Par Mathilde Bazin-RetoURs (à Madrid)
Au début, les repas transitent par taxi. Jusqu’au jour où les lentilles se renversent dans le coffre ! Boîtes plastiques hermétiques et sacs isothermes sont alors réquisitionnés. Un site Internet naît dans la foulée, afin que telemadres, « telehijos» et « telehijas » (fils et filles d’adoption) entrent facilement en contact. Ils s’appellent ou s’envoient des e-mails pour fixer le menu et le nombre de livraisons. Comptez environ 6 euros pour la formule entrée-plat-dessert. Une telemadre qui cuisine cinq jours par semaine pour deux personnes peut ainsi gagner jusqu’à 400 euros par mois. Du beurre dans les épinards pour ces femmes au foyer, retraitées ou sans emploi. L’argent n’est pourtant pas le cœur du concept. « Ce n’est pas un service de traiteur, juste un nouveau modèle social d’altruisme, insiste Emilio. Nous n’avons rien inventé, seulement essayé de formaliser quelque chose qui existe depuis toujours et qui n’avait pas de nom. La page Web ne nous rapporte rien et,
bien souvent, les gens s’arrangent directement entre eux. Mères, sœurs ou amies, ils changent de telemadre en fonction de leur travail et de leur lieu de résidence. Ce système se veut très flexible. » Une flexibilité qui a tout de suite plu à Juan Carlos Acebo, le tout premier telepadre d’Espagne : « Je ne cuisine pas de manière régulière pour Carmen et Alberto, mes deux telehijos. Je les livre directement et eux me redonnent en échange les plats lavés, pour qu’il n’y ait jamais de voyage à vide. » Installé près de Bilbao, ce Basque vient d’une région où la cuisine est une affaire d’hommes. Il raconte avoir découvert le concept dans un article en ligne qui promettait « dix idées pour gagner de l’argent sans sortir de chez soi ». Il a alors filé sur le forum : « Il n’y avait que des femmes ! », se souvient-il. Libres d’inventer leurs propres mets, les marmitons doivent néanmoins respecter quelques règles de base : ne pas recongeler un aliment décongelé et prendre notamment en compte les allergies de chacun. « Moi, je me suis adaptée à l’une de mes telehijas qui a une intolérance au gluten », explique ainsi Natí, la telemadre pionnière. Dans sa cuisine orange, elle cherche la recette des madeleines au citron. Le four est à bonne température et les blancs en neige
sont assez fermes. « Ma mère m’a appris à cuisiner, indique-t-elle, une spatule à la main. Je m’approvisionne en viande et en poisson au marché du coin et je fais le reste des courses dans mon quartier. » Mais bientôt, ces produits locaux, de saison et de qualité disparaîtront des sacs isothermes : après onze années, Natí a décidé de rendre son tablier.

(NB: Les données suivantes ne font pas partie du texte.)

PR #634, opened 2015-12-12
Adding python-ternary

ocefpaf:
See https://github.com/marcharper/python-ternary#gallery

### DIFF
--- a/python-ternary/bld.bat
+++ b/python-ternary/bld.bat
@@ -1,0 +1,2 @@
+"%PYTHON%" setup.py install
+if errorlevel 1 exit 1
--- a/python-ternary/build.sh
+++ b/python-ternary/build.sh
@@ -1,0 +1,3 @@
+#!/bin/bash
+
+$PYTHON setup.py install
--- a/python-ternary/meta.yaml
+++ b/python-ternary/meta.yaml
@@ -1,0 +1,26 @@
+package:
+    name: python-ternary
+    version: "1.0"
+
+source:
+    fn: python-ternary-1.0.tar.gz
+    url: https://pypi.python.org/packages/source/p/python-ternary/python-ternary-1.0.tar.gz
+    md5: b4afa32a9cb8b8c7156ba9f9f9b481f8
+
+build:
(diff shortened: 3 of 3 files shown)


emiliom:
How cool! I didn't even know about this package (I haven't done ternary
plots in a while). Looking forward to trying it out, eventually.
Thanks.

ocefpaf:
I had the need to make one recently (ping @juoceano) and I thought that the community might need it too.

(`python-ternary` is very flexible and the gallery is quite comprehensive.)

emiliom:
Heh. Ternary plots are used heavily in geochemistry, so I had a hunch she had had something to do with it.

ocefpaf:
Anything to take people away from things like [origin](http://www.originlab.com/index.aspx?go=Products/Origin/Graphing/Ternary) :stuck_out_tongue_winking_eye:

emiliom:
I never used Origin, but I saw their ads all the time! I did use a Matlab toolbox for ternary plots, way back, for my PhD thesis.

Does python-ternary do [Piper / diamond plots](http://hydrogeotools.blogspot.com/2013/11/piper-diagrams.html)? It doesn't look like it. Just curious; I've never had that need myself.

BTW, a decent FOSS (and Python-based) replacement for a GUI desktop plotting program might be [Veusz](http://home.gna.org/veusz/examples/), which also does ternary diagrams. I've played with it just a little bit. And [it looks like Veusz and python-ternary have been deemed to be the best options for ternary plotting in Python!](http://stackoverflow.com/a/31487036)

ocefpaf:
Thanks for the `veusz` tip.  I heard about it but never tried.  I went for `python-ternary` because of matplotlib, but `veusz` does look like a nicer alternative.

Son riz au lait et sa soupe d’épinards ne se dégusteront désormais plus qu’aux repas de famille ! Mais d’autres ont repris le flambeau, notamment en Amérique du Sud et aux Etats-Unis. la crise s’en mêle
Cependant, dans une Espagne minée par le chômage, le phénomène s’essouffle. « Les gens y pensent à deux fois avant de se payer des petits plats », reconnaît Juan Carlos Acebo. « Ils se privent de viande et de fruits pour de la nourriture de mauvaise qualité et un régime à base de pâtes et de riz », déplore de son côté une future telemadre, qui peine à trouver des bouches à nourrir. La crise coupera-t-elle l’appétit des telehijos ? — www.telemadre.com
Impact du projet 250 adhérents aujourd’hui Jusqu’à 400 euros par mois pour les « telemadres »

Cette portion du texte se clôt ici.